For the love of entertainment
Disappointment, thy name is Jeff Lindsay. It was abundantly clear long ago that Lindsay had fallen into a rut with his Dexter series, that the magic had gone away and he was just going through the motions. I mean honestly, it reached the point where virtually every book had the same ludicrous ending: Dexter’s stepkids are kidnapped by the bad guy. To call it stultifying would be a colossal understatement.
Then along came Dexter’s Final Cut, and it appeared Lindsay may have been attempting to invigorate his flagging franchise. You see, at the close of that installment, Dexter’s not-so-beloved wife, Rita, was killed. The possibilities, they were endless. How would Dexter handle single fatherhood without dearly devoted Rita? How would he get by in the world without the woman who provided his primary cover as a normal family man? For the first time in a long while, I found myself actually looking forward to seeing where Lindsay was going with the story.
You can imagine, then, that news that the next installment was to be Dexter’s grand finale came as as bit of a surprise. Why invigorate a franchise just to retire it? It didn’t really make sense. Still, one couldn’t deny that Lindsay hadn’t seemed interested in the series in a long time, so maybe this was an opportunity for him to end the series on a high point. That possibility was juicy enough for me to get excited. What was even more exciting? That the premise of Dexter is Dead finds Dexter in jail for Rita’s death and several of the other murders that happened at the end of Dexter’s Final Cut. We were going to get to see Dexter literally wrestling with the difficulty of Rita’s death and staring down the possibility of indirectly answering for the wealth of sins he’s committed across the years.
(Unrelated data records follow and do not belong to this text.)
PR #678, opened 2022-02-20
feat: store a new `active` property for deployments in mongodb (MEN-5443)

tranchitella:
Changelog: none
Ticket: MEN-5443


tranchitella:

tranchitella:
I force-pushed updating the commit message.

model/deployment.go
```diff
@@ -139,6 +140,9 @@ type Deployment struct {
 	// Status is the overall deployment status
 	Status DeploymentStatus `json:"status" bson:"status"`
 
+	// Active is true for unfinished deployments
+	Active bool `json:"-" bson:"active"`
```
mzedel, line 144: just out of curiosity: is there a benefit of using this over relying on the absence of the [finished timestamp](https://github.com/mendersoftware/deployments/blob/master/model/deployment.go#L126)?

tranchitella: We need a partial index (filter by X, sort by Y). The documentation is here:
https://docs.mongodb.com/manual/core/index-partial/#create-a-partial-index

Unfortunately, "$not" is not supported. It means you can create a partial index for "$exists", but not for the negation of this clause. In our case, we want to get the active deployments (pending/inprogress). Therefore, we need the `{"$not": { "$exists": true}}`.

mzedel: Good to know, thank you!

store/mongo/migration_1_2_8_test.go
```diff
@@ -0,0 +1,95 @@
...
+				IndexDeploymentsActiveCreated,
+			}
+			// verify new indexes are present
+			collection := c.Database(tc.db).Collection(CollectionDeployments)
+			indexes := collection.Indexes()
+			cursor, _ := indexes.List(ctx)
+			for cursor.Next(ctx) {
+				var tmp map[string]interface{}
+				_ = cursor.Decode(&tmp)
+				t.Log(tmp)
```
alfrunes, line 86: Should there be any assertions here?

alfrunes (approved):

store/mongo/migration_1_2_8_test.go
tranchitella: Uhm, don't know. I think this is there for debugging purposes. Actually it's a copy-and-paste from `migration_1_2_7_test.go`. It simply logs all the indexes so in case it fails, you have the list of indexes in the db.

PR #682, opened 2022-03-04
fix: change the error handling when the device is reporting wrong artifact name

kjaskiewiczz:
In case the device is reporting new artifact name before finishing the
update process, log the error and continue the update.


kjaskiewiczz:

tranchitella (approved):

MaciejTe (approved):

That would have potentially been a great book. If only Jeff Lindsay had possessed even the slightest interest in writing it. Instead, the whole jail storyline becomes a subplot with alarming speed. Instead of focusing, Lindsay forces Dexter to juggle his murder investigation with an utterly ludicrous subplot involving a drug lord who is displeased with Dexter’s brother, Brian. Brian agrees to bankroll Dexter’s legal needs if Dexter will help him fight off the drug lord’s goons, track down the drug lord, and kill him. Have I mentioned that none of this drug business makes the least amount of sense? And guess–just guess–which plotline Lindsay is more excited about? Just as you start wishing Lindsay would just choose one storyline and stick with it, he does. And he chooses the wrong one. He chooses the nonsensical supervillain storyline he’s already written a hundred times.
You’ll never guess what happens next. THE KIDS GET KIDNAPPED. I wanted to throw the book across the room in anger and frustration. The fact that I didn’t just goes to show how little I had invested in this world anymore. And honestly, if this weren’t the final Dexter book I might have just quietly put the book down and gone about my life, never looking back or thinking about picking up another one of Jeff Lindsay’s Dexter books ever again anyway.
Was it worth staying for the last page? Not particularly. I get no joy in saying that I stuck it out to the end. There’s no payoff or reward for loyalty to be found in this series. You know, I don’t ask for a happy ending or a lot of theatrics. It’s just sad when an author clearly doesn’t care anymore, hasn’t been putting in the effort for a long time, and then doesn’t even give you the dignity of a half-assed finale. You’d think Lindsay could have at least faked some enthusiasm for one measly book to do a proper goodbye, instead of falling on all the tired cliches he’d already worn out several books earlier. Even Dexter’s goodbye is a tedious paint-by-numbers.